> _WHAT TO WORK ON_
In the entries below, find the line with "PR #822, opened 2019-11-13" and the line with "fonts description —"; give again those lines and every line between them, exactly.

> _WORKING DATA_
------------------------------------------------

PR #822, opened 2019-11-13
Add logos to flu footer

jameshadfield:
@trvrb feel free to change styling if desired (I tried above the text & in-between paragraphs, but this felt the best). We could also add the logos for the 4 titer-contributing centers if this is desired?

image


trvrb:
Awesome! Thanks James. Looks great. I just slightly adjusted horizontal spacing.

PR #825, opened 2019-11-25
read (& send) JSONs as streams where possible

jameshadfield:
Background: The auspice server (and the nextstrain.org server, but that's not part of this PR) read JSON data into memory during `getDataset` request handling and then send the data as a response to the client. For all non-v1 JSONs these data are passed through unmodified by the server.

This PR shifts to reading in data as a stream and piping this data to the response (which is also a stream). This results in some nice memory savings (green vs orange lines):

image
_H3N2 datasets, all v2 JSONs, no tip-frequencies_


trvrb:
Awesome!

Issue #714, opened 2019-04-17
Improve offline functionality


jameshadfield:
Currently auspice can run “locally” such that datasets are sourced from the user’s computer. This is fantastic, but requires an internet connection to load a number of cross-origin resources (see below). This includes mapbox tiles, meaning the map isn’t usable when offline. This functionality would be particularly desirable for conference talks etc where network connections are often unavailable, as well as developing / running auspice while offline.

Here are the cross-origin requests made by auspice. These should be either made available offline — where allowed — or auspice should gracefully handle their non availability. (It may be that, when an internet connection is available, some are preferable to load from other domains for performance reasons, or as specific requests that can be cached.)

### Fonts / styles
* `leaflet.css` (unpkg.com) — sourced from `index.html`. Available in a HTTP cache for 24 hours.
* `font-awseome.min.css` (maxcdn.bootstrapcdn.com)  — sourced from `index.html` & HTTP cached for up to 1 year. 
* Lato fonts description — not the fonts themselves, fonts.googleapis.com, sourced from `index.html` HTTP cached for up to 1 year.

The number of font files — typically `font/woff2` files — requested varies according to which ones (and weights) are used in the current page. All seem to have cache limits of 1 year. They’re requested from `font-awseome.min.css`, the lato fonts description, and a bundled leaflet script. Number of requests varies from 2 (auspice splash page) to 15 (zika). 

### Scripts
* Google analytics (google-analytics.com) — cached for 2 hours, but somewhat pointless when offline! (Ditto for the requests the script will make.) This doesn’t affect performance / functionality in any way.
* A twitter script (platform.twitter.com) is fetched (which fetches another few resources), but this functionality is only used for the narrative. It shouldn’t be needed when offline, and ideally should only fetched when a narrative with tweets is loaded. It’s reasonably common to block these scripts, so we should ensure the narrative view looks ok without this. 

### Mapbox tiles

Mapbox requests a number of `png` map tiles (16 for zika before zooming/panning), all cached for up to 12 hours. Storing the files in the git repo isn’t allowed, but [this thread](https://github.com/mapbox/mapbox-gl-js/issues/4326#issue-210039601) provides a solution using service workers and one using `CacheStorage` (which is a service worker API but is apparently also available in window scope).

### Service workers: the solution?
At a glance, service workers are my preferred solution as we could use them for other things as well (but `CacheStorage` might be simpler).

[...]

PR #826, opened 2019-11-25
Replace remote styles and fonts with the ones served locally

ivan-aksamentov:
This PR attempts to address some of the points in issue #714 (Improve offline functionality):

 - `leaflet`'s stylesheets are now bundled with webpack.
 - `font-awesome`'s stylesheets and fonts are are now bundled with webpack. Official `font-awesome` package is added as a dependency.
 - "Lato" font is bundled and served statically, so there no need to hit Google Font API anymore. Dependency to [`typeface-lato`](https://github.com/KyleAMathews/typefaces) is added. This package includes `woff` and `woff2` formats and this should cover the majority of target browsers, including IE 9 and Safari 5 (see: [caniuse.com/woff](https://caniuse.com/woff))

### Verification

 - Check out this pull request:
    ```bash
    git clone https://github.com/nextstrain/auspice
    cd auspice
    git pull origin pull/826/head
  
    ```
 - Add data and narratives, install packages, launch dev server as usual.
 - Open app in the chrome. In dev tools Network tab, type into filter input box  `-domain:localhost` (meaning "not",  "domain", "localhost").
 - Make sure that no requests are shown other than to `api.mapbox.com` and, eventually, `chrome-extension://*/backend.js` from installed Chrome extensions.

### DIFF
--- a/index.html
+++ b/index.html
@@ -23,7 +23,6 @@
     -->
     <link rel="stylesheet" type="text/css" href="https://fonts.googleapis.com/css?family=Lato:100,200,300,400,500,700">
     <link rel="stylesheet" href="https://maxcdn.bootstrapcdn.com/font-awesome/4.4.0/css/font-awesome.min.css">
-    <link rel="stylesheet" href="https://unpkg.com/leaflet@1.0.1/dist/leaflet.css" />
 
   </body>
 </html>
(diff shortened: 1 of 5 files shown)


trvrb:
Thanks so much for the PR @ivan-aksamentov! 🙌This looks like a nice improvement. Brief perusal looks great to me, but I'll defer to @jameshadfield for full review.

------------------------------------------------

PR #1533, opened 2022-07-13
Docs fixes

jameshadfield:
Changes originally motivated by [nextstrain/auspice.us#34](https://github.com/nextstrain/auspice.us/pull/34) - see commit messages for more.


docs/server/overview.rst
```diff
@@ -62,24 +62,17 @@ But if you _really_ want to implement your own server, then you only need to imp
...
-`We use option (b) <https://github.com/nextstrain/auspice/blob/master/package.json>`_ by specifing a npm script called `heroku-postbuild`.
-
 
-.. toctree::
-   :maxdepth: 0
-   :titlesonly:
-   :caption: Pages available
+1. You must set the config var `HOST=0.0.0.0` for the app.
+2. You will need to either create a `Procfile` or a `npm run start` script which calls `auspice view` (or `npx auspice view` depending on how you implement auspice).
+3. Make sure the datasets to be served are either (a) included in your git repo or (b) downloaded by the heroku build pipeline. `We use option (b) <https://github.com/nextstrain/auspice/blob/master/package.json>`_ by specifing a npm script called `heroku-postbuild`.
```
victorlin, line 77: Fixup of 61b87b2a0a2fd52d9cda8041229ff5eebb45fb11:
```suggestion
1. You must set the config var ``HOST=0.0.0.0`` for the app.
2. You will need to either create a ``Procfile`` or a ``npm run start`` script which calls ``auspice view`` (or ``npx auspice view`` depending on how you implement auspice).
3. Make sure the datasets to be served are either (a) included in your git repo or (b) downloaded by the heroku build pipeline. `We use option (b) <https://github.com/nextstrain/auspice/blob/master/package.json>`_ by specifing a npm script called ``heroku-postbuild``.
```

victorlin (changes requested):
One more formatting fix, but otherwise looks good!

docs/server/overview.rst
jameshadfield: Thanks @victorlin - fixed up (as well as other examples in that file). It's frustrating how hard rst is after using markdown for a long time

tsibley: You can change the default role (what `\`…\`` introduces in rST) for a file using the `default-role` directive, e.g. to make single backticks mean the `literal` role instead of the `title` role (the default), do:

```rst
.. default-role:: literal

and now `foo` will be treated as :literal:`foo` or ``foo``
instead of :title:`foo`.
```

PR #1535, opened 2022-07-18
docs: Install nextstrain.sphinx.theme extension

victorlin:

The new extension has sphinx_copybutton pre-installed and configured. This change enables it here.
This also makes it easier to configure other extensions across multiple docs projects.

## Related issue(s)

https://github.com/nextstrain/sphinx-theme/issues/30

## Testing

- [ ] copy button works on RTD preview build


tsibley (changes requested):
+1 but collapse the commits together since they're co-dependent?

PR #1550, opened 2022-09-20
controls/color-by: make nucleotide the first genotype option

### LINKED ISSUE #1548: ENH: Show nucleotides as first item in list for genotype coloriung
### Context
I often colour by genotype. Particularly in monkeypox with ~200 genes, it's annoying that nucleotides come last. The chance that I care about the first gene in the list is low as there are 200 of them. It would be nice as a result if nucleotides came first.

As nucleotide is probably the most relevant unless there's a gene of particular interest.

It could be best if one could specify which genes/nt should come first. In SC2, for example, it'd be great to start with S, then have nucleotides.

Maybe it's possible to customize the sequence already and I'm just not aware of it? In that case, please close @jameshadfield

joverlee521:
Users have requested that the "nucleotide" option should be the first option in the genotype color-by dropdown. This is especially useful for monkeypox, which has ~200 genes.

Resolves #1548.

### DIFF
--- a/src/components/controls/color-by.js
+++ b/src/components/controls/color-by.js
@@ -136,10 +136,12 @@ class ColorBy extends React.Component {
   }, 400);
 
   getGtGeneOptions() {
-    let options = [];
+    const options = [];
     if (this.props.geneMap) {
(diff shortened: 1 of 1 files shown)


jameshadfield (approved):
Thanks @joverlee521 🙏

------------------------------------------------

> _OUTPUT FOR THIS EXERCISE_
PR #822, opened 2019-11-13
Add logos to flu footer

jameshadfield:
@trvrb feel free to change styling if desired (I tried above the text & in-between paragraphs, but this felt the best). We could also add the logos for the 4 titer-contributing centers if this is desired?

image


trvrb:
Awesome! Thanks James. Looks great. I just slightly adjusted horizontal spacing.

PR #825, opened 2019-11-25
read (& send) JSONs as streams where possible

jameshadfield:
Background: The auspice server (and the nextstrain.org server, but that's not part of this PR) read JSON data into memory during `getDataset` request handling and then send the data as a response to the client. For all non-v1 JSONs these data are passed through unmodified by the server.

This PR shifts to reading in data as a stream and piping this data to the response (which is also a stream). This results in some nice memory savings (green vs orange lines):

image
_H3N2 datasets, all v2 JSONs, no tip-frequencies_


trvrb:
Awesome!

Issue #714, opened 2019-04-17
Improve offline functionality


jameshadfield:
Currently auspice can run “locally” such that datasets are sourced from the user’s computer. This is fantastic, but requires an internet connection to load a number of cross-origin resources (see below). This includes mapbox tiles, meaning the map isn’t usable when offline. This functionality would be particularly desirable for conference talks etc where network connections are often unavailable, as well as developing / running auspice while offline.

Here are the cross-origin requests made by auspice. These should be either made available offline — where allowed — or auspice should gracefully handle their non availability. (It may be that, when an internet connection is available, some are preferable to load from other domains for performance reasons, or as specific requests that can be cached.)

### Fonts / styles
* `leaflet.css` (unpkg.com) — sourced from `index.html`. Available in a HTTP cache for 24 hours.
* `font-awseome.min.css` (maxcdn.bootstrapcdn.com)  — sourced from `index.html` & HTTP cached for up to 1 year. 
* Lato fonts description — not the fonts themselves, fonts.googleapis.com, sourced from `index.html` HTTP cached for up to 1 year.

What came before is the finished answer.